_Task to carry out_.
Report each line from the entries in which "matches" can be found.

_Listed entries_.
#####
PR #9410, opened 2026-09-22
chore(visual-regression): clear browser storage between screenshot tests

langz:
## The bug

The screenshot engine calls `clearBrowserStorage` before every fresh navigation and every hard reset, to stop one test's state leaking into the next. It has never worked.

`clearBrowserStorages` is passed to `page.evaluate`, which ships `fn.toString()` to the browser. The function called `clearStorageSafely` — a *module-scope* binding that does not exist in the page. Every call threw a `ReferenceError`, the surrounding `try/catch` swallowed it, and `page.evaluate` resolved normally. Confirmed in a browser against the shipped module:

```
before: {"local":2,"session":1}
after:  {"local":2,"session":1}
evaluate threw: no
```

## What it was corrupting

`SidebarMenuRoot` persists its expanded-accordion state. The demo declares:

```jsx
<SidebarMenu.Root
  defaultOpenItems={['products']}
  openItemsStorageKey="sidebar-menu-declarative-example"
>
```

So from a clean state Products is **expanded**, and open-state is **persisted** — a stored value overrides the default on later loads.

`SidebarMenu.screenshot.test.ts` is `describe.each(['ui', 'sbanken'])` sharing one page. `ui` runs first from a clean context, so its baselines are correct. Test 12 of 13, *"closes the declarative Products accordion with one click"*, then collapses Products and persists it — and `sbanken` inherited that for every one of its declarative tests.

The two committed baselines for `matches the declarative menu`, a test that performs **no interaction at all**, had diverged:

| baseline | Products | size |
| --- | --- | --- |
| `...for-ui-matches-the-declarative-menu-1.png` | **expanded** | 416x520 |
| `...for-sbanken-matches-the-declarative-menu-1.png` | **collapsed** | 416x368 |

A theme cannot change whether an accordion is expanded. And the old sbanken baseline for *"closes the declarative Products accordion"* showed Products **expanded** — the accordion was already collapsed from the leak, so the click **opened** it. That snapshot asserted the opposite of its own name.

Corroborating the mechanism: the `sidebar-menu-data` demo sets neither `defaultOpenItems` nor `openItemsStorageKey`, and none of its tests were affected.

## Changes

1. Make `clearBrowserStorages` self-contained. `clearStorageSafely` had no other callers and is gone with it.
2. Regenerate the 9 `SidebarMenu for sbanken` baselines (separate commit, easy to review or drop on its own). All nine now measure 416x520, matching their `for ui` twins.

The new test re-evaluates the function through `new Function(fn.toString())`, which is what `page.evaluate` effectively does. It fails against the previous implementation (`expected 1 to be +0`) and passes now — the old tests all passed because they called the helper directly, in-process, where module scope still resolved.

**On the baselines:** Playwright's Firefox will not launch in my environment, so rather than `test:screenshots:ci:update` I took the PNGs the engine captured in CI run [35720647837](https://github.com/dnbexperience/eufemia/actions/runs/35720647837) from its `visual-test-artifact` and wrote them to the paths in `report.json`. That is byte-identical to what `--update` writes. Regenerate and force-push over that commit if you would rather have them produced the normal way.

## Scope

This restores an isolation guarantee the engine already assumes. It is **not** a flakiness fix — the leaked state is deterministic within a file, so it produced a consistently wrong baseline rather than a bouncing one. Because `src/core/vitest-screenshots/` is a global-impact path, CI ran the **full** screenshot suite and only these 9 snapshots differed.


langz:
## The failing visual run is the fix working — but it needs baseline regeneration

> **Correction to an earlier version of this comment:** I originally wrote that this also explains the recurring `SidebarMenu` height flakiness on other branches. That was wrong. The runs I cited ([35605763185](https://github.com/dnbexperience/eufemia/actions/runs/35605763185), [35604220396](https://github.com/dnbexperience/eufemia/actions/runs/35604220396)) were on `chore/portal-home-mdx` and `docs/portal-sidebar-menu`, both of which modify `sidebar-menu` heavily — those failures were genuine, not flaky. `SidebarMenu` has not failed on `main` in the runs I checked.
#####
_Answer section_.
The two committed baselines for `matches the declarative menu`, a test that performs **no interaction at all**, had diverged:
| `...for-ui-matches-the-declarative-menu-1.png` | **expanded** | 416x520 |
| `...for-sbanken-matches-the-declarative-menu-1.png` | **collapsed** | 416x368 |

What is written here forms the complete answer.